The Pagemaster earned a Razzie Award nomination for Macaulay Culkin as Worst Actor for his performance in the film (also for Getting Even with Dad and Richie Rich). He lost the award to Kevin Costner for Wyatt Earp.

== Year-end lists ==
- 10th – Sandi Davis, The Oklahoman

== Home media ==
The Pagemaster was first released on VHS and LaserDisc on April 4, 1995, by Fox Video. 20th Century Fox Home Entertainment released the film on DVD on May 28, 2002, on Region 1 and Blu-ray on August 6, 2013, on Region A.

==Music==
The score was written by film composer James Horner. The soundtrack also featured two songs based on Horner's themes. The songs were titled "Whatever You Imagine" by Wendy Moten which was heard during the film when all four characters finally enter into the fantasy section and "Dream Away" by Babyface and Lisa Stansfield is heard during the end credits. The soundtrack album was released only on Compact Disc and Cassette Tape format on October 30, 1994, and is also available in the iTunes Store.

== In other media ==

=== Book adaptations ===
Contrary to any claims, the screenplay and film are not based on any book. David Casci's screenplay preceded all novelizations and illustrated books by several years.

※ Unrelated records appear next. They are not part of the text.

PR #1355, opened 2022-05-03
[adv-proxy] treat `NOT_FOUND` as success when unpublishing host/service

abtink:
This commit updates `AdvertisingProxy` so that when it is unpublishing
a host or service entry on the underlying `Mdns::Publisher` if the
returned error is `OTBR_ERROR_NOT_FOUND` the error is treated as
success and reported as such to OT core `Srp::Server`. This ensures
that an SRP update request to remove a not previously registered
host/service is not rejected by the platform and therefore by the
`ot::Srp:Server`


mspang (approved):
Tested & verified

simonlingoogle (approved):
LGTM 👍 


Thanks

jwhui (approved):
Thanks! 👍🏼

PR #1364, opened 2022-05-07
[tests] add a test case of D-BUS API `Reset`

superwhd:
This PR adds a test case to verify D-BUS APIs are working well after a `Reset` call.

This PR also updates the mDNSResponder to latest in `tests/scripts/bootstrap.sh`.

### DIFF
--- a/tests/scripts/bootstrap.sh
+++ b/tests/scripts/bootstrap.sh
@@ -133,10 +133,13 @@ case "$(uname)" in
         fi
 
         if [ "${OTBR_MDNS-}" == 'mDNSResponder' ]; then
-            SOURCE_NAME=mDNSResponder-878.30.4
+            SOURCE_NAME=mDNSResponder-1310.80.1
             wget https://opensource.apple.com/tarballs/mDNSResponder/$SOURCE_NAME.tar.gz \
                 && tar xvf $SOURCE_NAME.tar.gz \
-                && cd $SOURCE_NAME/mDNSPosix \
+                && cd $SOURCE_NAME/Clients \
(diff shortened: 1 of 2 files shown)


tests/scripts/bootstrap.sh
```diff
@@ -133,10 +133,13 @@ case "$(uname)" in
...
 
         if [ "${OTBR_MDNS-}" == 'mDNSResponder' ]; then
-            SOURCE_NAME=mDNSResponder-878.30.4
+            SOURCE_NAME=mDNSResponder-1310.80.1
             wget https://opensource.apple.com/tarballs/mDNSResponder/$SOURCE_NAME.tar.gz \
                 && tar xvf $SOURCE_NAME.tar.gz \
-                && cd $SOURCE_NAME/mDNSPosix \
+                && cd $SOURCE_NAME/Clients \
+                && sed -i '/#include <ctype.h>/a #include <stdarg.h>' dns-sd.c \
+                && sed -i '/#include <ctype.h>/a #include <sys/param.h>' dns-sd.c \
```
jinran-google, line 141: Is this a known issue of mDNSResponder? Do we have more context?

jinran-google (approved):
LGTM 👍 

A question below:

tests/scripts/bootstrap.sh
superwhd: We need to add these headers to import `MIN`, `va_*` macros, otherwise the build will fail. We've already applied the same fix in `script/bootstrap`.

jwhui (approved):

A number of books based on the film exist, including an illustrated book attributed to David Kirschner and Ernie Contreras, illustrated by Jerry Tiritilli, which contained large passages from the Casci screenplay without giving Casci writing credit. The film was well into production by the time this book was introduced in the 1993 F. A. O. Schwarz Christmas Catalog. Other properties based on the film include a novelization of the film, children's story books, pop-up books and other film ancillaries such as toys and games.

=== Video game ===

Video game adaptations of the film were released the same year as the film. They were developed by Probe Software Ltd. and published by Fox Interactive. The PC and non-PC versions of the game are almost entirely different games; the PC game is an FMV adventure game and is developed by Mammoth Micro Productions, published by Turner Interactive and distributed by Turner Home Entertainment, and the non-PC versions are platformers.